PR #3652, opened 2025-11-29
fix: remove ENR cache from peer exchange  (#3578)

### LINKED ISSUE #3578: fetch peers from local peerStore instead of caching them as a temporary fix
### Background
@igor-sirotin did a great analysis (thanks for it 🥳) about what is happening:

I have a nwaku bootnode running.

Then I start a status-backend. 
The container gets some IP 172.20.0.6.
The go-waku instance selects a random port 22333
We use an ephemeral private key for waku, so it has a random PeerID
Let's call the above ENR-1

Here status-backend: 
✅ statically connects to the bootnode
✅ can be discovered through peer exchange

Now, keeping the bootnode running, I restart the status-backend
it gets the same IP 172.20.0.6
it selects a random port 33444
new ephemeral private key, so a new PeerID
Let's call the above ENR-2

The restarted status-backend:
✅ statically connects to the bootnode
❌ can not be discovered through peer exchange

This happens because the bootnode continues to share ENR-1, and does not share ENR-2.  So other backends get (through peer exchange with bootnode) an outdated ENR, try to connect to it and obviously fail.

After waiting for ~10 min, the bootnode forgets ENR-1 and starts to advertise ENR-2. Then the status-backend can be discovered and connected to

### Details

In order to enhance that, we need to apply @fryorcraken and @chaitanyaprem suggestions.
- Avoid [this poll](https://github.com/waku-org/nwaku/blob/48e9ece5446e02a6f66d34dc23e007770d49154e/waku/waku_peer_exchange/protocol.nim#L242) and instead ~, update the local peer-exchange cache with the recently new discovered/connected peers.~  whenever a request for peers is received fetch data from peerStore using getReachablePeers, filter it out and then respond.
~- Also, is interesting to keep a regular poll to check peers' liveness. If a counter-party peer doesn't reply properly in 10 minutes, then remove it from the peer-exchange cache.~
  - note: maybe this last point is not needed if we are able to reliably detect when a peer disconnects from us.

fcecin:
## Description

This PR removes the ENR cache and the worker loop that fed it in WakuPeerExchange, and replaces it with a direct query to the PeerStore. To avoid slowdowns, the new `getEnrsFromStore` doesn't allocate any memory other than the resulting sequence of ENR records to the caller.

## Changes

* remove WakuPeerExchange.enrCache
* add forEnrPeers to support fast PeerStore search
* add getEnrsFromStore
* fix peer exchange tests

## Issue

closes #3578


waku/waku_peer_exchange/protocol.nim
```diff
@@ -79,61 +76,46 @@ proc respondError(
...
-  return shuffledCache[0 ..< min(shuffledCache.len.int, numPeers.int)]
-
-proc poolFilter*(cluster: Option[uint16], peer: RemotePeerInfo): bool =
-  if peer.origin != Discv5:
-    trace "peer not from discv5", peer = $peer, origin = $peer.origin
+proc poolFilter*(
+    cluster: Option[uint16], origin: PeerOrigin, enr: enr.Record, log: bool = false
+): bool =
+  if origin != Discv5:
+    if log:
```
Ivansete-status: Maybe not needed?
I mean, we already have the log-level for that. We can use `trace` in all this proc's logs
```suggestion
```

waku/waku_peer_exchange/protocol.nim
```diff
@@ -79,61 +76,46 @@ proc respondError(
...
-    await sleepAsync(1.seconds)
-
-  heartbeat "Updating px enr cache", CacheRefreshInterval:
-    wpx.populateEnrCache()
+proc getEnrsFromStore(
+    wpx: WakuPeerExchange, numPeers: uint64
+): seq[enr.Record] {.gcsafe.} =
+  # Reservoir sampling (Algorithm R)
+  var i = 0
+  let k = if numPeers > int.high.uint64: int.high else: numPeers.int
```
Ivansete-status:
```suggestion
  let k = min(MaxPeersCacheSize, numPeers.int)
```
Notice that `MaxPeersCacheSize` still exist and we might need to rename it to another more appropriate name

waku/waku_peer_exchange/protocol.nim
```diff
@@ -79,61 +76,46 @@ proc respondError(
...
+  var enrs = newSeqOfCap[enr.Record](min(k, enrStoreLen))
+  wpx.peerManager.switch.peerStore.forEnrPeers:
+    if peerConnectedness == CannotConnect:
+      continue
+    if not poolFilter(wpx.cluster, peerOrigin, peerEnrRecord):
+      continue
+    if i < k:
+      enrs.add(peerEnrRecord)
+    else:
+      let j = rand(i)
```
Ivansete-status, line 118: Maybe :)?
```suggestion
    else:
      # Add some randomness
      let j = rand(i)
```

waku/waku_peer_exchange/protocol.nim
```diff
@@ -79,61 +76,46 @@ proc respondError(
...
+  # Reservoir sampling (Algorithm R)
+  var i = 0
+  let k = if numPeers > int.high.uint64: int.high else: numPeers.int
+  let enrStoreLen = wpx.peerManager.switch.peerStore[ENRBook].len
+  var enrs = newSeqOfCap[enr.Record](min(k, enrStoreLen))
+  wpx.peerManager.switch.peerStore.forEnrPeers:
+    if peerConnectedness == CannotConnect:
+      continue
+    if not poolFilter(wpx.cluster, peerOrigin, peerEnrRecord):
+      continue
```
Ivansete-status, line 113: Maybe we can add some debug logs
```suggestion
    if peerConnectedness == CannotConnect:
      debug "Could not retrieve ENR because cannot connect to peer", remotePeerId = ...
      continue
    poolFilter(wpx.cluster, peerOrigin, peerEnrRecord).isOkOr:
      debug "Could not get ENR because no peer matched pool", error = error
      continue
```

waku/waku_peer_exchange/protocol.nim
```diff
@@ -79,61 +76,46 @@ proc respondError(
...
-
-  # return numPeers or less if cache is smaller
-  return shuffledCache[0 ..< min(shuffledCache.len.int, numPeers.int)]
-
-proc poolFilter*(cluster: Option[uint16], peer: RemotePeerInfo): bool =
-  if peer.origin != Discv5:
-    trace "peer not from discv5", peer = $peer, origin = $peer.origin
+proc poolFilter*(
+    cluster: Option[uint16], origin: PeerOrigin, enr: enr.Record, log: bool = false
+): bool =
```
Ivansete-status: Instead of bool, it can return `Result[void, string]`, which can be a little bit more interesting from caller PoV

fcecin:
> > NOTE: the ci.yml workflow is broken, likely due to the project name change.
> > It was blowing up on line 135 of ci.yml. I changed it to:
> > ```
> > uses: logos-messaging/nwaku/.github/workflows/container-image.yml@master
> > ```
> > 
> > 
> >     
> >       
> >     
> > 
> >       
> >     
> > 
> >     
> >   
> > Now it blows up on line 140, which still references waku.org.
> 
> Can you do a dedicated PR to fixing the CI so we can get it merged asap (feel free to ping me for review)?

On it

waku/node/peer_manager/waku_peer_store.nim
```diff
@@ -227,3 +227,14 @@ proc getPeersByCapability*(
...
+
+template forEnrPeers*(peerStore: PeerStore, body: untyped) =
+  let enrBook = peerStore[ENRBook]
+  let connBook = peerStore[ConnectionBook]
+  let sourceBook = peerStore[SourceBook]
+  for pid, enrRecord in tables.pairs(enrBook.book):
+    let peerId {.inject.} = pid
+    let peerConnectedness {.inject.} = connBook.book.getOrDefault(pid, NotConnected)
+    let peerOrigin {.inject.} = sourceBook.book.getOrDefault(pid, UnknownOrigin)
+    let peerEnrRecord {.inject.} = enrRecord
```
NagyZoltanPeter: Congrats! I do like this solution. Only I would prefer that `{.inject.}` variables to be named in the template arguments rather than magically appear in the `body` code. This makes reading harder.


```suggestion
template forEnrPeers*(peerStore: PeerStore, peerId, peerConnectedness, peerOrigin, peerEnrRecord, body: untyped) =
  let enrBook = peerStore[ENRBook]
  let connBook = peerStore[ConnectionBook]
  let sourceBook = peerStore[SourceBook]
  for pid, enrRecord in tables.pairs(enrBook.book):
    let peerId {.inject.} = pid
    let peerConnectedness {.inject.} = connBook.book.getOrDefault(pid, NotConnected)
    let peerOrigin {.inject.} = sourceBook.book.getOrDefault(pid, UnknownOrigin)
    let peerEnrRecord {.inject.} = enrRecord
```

=-=-=

_Exercise details_
Scan the material above for the string "local", returning each line that contains it.

_Reply to the exercise_
### LINKED ISSUE #3578: fetch peers from local peerStore instead of caching them as a temporary fix
- Avoid [this poll](https://github.com/waku-org/nwaku/blob/48e9ece5446e02a6f66d34dc23e007770d49154e/waku/waku_peer_exchange/protocol.nim#L242) and instead ~, update the local peer-exchange cache with the recently new discovered/connected peers.~  whenever a request for peers is received fetch data from peerStore using getReachablePeers, filter it out and then respond.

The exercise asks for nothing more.